Tomad: 去年の秋ごろですね。1年位前からOL KIllerのマネジメントをされている瀧澤さんに「でっかいところでやりなよ」って声をかけられていて、瀧澤さんは閉館してしまう渋谷のAXを薦めてきたんだけど、さすがにそれはでかすぎるって(笑)。それでLIQUIDROOMでゴールデンウィーク中にやろうと、「山」の前くらいには決めていました。

_収容人数的にはだいたい2倍の規模になりますよね。前回の「山」は森下さんと共同で企画されたイベントでしたが、「東京」はtomadさん単独によるものということで、「山」との差別化で意識したことを教えてください。

Tomad: 「山」は元々は代官山UNITとかでやりたかったんですが、うまく取れなくて。それで渋谷WWWになったんですが、WWWはライブハウス寄りなので踊りづらいという部分がありました。それにあくまでEYƎさんがメインであって、マルチネ色があまり強く出てはいなくて。そういったところから今回の「東京」は“本気のやつやっときたい”っていう気持ちが強くて。でも風営法などでオールナイトのイベントも厳しくなってきてるので、デイイベントにすることで未成年も来れるような、開かれたイベントを意識しました。

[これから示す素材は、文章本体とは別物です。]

PR #1261, opened 2021-05-25
CharArray: pre-fill empty array with zeroes

grulja:
This is a fix for https://bugzilla.redhat.com/show_bug.cgi?id=1637086.

Steps to Reproduce:
1. export MALLOC_CHECK_=2 MALLOC_PERTURB_=204
2. echo "123456" | vncpasswd -f >/tmp/out

### DIFF
--- a/common/rfb/util.h
+++ b/common/rfb/util.h
@@ -52,14 +52,17 @@ namespace rfb {
     CharArray(char* str) : buf(str) {} // note: assumes ownership
     CharArray(size_t len) {
       buf = new char[len]();
+      memset(buf, 0, len);
     }
     ~CharArray() {
-      delete [] buf;
+      if (buf) {
+        delete [] buf;
+      }
     }
     void format(const char *fmt, ...) __printf_attr(2, 3);
     // Get the buffer pointer & clear it (i.e. caller takes ownership)
     char* takeBuf() {char* tmp = buf; buf = 0; return tmp;}
-    void replaceBuf(char* b) {delete [] buf; buf = b;}
+    void replaceBuf(char* b) {if (buf) delete [] buf; buf = b;}
     char* buf;
   private:
     CharArray(const CharArray&);


CendioOssman:
The information around this commit is unfortunately a bit light. I'd like some more details as to *why* this is the proper fix. Adding that `length` attribute is not really ideal as it will often not have a valid value. A more robust fix would be preferred.

grulja:
The `length` attribute is initially set to zero so it will always have a valid value. It's been a while since I wrote this change so I need to think again why it was done this way, but my guess is:
1) `CharArray(size_t len)` is called and it creates a new char array (`new char[len]`), however, this array is not null terminated
2) `PlainPasswd::replaceBuf(char *b)` will call `memset()` on that buffer, however, if it was created with the constructor above, then `strlen(buf)` will not return what we want, therefore I use the `length` attribute if it's non-zero.
3) Other changes are just additional safety checks

common/rfb/util.h
```diff
@@ -51,16 +51,21 @@ namespace rfb {
...
+      if (buf) {
+        delete [] buf;
+        buf = nullptr;
+      }
     }
     void format(const char *fmt, ...) __printf_attr(2, 3);
     // Get the buffer pointer & clear it (i.e. caller takes ownership)
     char* takeBuf() {char* tmp = buf; buf = 0; return tmp;}
-    void replaceBuf(char* b) {delete [] buf; buf = b;}
+    void replaceBuf(char* b) {if (buf) delete [] buf; buf = b;}
```
johahauf, line 66: What about an update of `length` when `replaceBuf()` is called?

grulja: Good catch.

CendioOssman:
> The `length` attribute is initially set to zero so it will always have a valid value.

Right, but it doesn't always equal the length of the string. So sometimes it is null terminated, sometimes it has a clearly specified length. That kind of ambiguity is just a recipe for mistakes IMO.

These classes were clearly designed with null terminated strings in mind. So I think it would be better if we fix that up and make sure that holds true in all cases.

CendioOssman:
Hmm... If I'm reading the spec correctly, this is breakage caused by c++03. It seems like the code we have should initialize things to zero under c++98, but from c++03 the changed the behaviour. So this code likely worked when it was written.

Anyway, the `memset()` looks good. But we don't need the checks as it is perfectly safe to `delete [] NULL`. I've committed an adjusted patch in ba837fd283adbf462137be97ed6a1970a6c37b67.

Issue #852, opened 2026-01-14
jira_get_issue does not return comments


dsurchisactive:
## Description

When using `jira_get_issue` with `comment_limit` set to a positive value, the response does not include any comments, even when comments exist on the issue.

## Steps to Reproduce

1. Call `jira_get_issue` with an issue key that has comments
2. Set `comment_limit` to 20 or higher
3. Optionally set `fields` to `*all` and `expand` to `renderedFields`

## Expected Behavior

The response should include a `comments` field with the issue's comments.

## Actual Behavior

The response contains issue details (summary, description, status, assignee, etc.) but no comments field is returned, even though comments exist on the issue (verified via Jira UI).

## Environment

- Jira Cloud (atlassian.net)
- mcp-atlassian installed via `uvx mcp-atlassian`

guyuga:
having the same issue

guyuga:
found a workaround, try calling with the following: 
{
  "issue_key": "PROJ-123",
  "comment_limit": 20,
  "fields": "summary,status,description,comment"
}

Troubladore:
I believe this may be addressed by PR #1125, which adds an `include` parameter to `jira_get_issue` — passing `include="comments"` (or `include="all"`) should return comments inline.

If you'd like to try the fix, it's available on the [`community/main`](https://github.com/Troubladore/mcp-atlassian/tree/community/main) branch, which integrates reviewed community PRs that are awaiting merge:
```
pip install git+https://github.com/Troubladore/mcp-atlassian@community/main
```
If you get a chance to test it, I'd appreciate knowing whether it resolves your case.

PR #876, opened 2026-01-26
fix(jira): auto-include comment field when comment_limit > 0

major:
## Description

When using `jira_get_issue` with `comment_limit` set to a positive value, comments were not returned unless the `comment` field was explicitly included in the `fields` parameter.

**Root causes:**
1. `comment` is not in `DEFAULT_READ_JIRA_FIELDS`, so the API request didn't include the comment field
2. The existing comparison to detect default fields used string comparison on a set, which fails due to Python hash randomization across processes (#877)

Fixes: #852
Fixes: #877

## Changes

- Add logic to automatically include `comment` in the fields parameter when `comment_limit` is positive or `None` (unlimited)
- Fix set comparison to use set equality instead of string equality (prevents hash randomization issues)
- Add unit tests to verify the fix and ensure `comment` is excluded when `comment_limit=0`

## Testing

- [x] Manual checks performed: Verified that `comment` field is included in API request when `comment_limit > 0`

## Checklist

- [x] All tests pass locally.

### DIFF
--- a/src/mcp_atlassian/jira/issues.py
+++ b/src/mcp_atlassian/jira/issues.py
@@ -90,11 +90,11 @@ class IssuesMixin(
             elif isinstance(fields_param, list | tuple | set):
                 fields_param = ",".join(fields_param)
 
-            # Ensure necessary fields are included based on special parameters
-            if (
-                fields_param == ",".join(DEFAULT_READ_JIRA_FIELDS)
-                or fields_param == "*all"
-            ):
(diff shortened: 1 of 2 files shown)


major:
Hmm, still hoping to get this in!

sooperset:
Thanks for the contribution! Auto-including the comment field when `comment_limit` is positive is a nice quality-of-life improvement. Merged to main (rebased with conflict resolution).

major:
@sooperset No problem! This MCP server is really handy!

_「山」が玄人向けであったならば「東京」は、様々な層に向けて開かれていて、またbo enが出演することもありポップさが全面に出ているなと感じました。bo enやMEISHI SMILEといった海外アーティストをブッキングするに至った経緯はどういったものでしたか?

Tomad: MEISHI SMILEの場合は向こうからデモが送られてきました。最初は関心を持たなかったんですが、自分自身で〈ZOOM LENS〉というレーベルも主宰していて、調べてみると結構興味深い活動をしていたんです。それで去年〈Maltine Records〉からアルバムをリリースさせてもらいました。普段はエモーショナルなエレクトロミュージックを作っているのに、〈Maltine Records〉に合わせた日本語ネタ、dj newtownの影響を感じるカットアップを使ったアルバムで、そういう一面もあって面白いなと思いました。

_なるほど。たしかにMEISHI SMILEのミックスはロックの早回しを使ったり、シューゲイザーっぽい雰囲気がある感じがしました。そういった幅広い音楽性が〈Maltine Records〉の雰囲気にあっていた、ということでしょうか。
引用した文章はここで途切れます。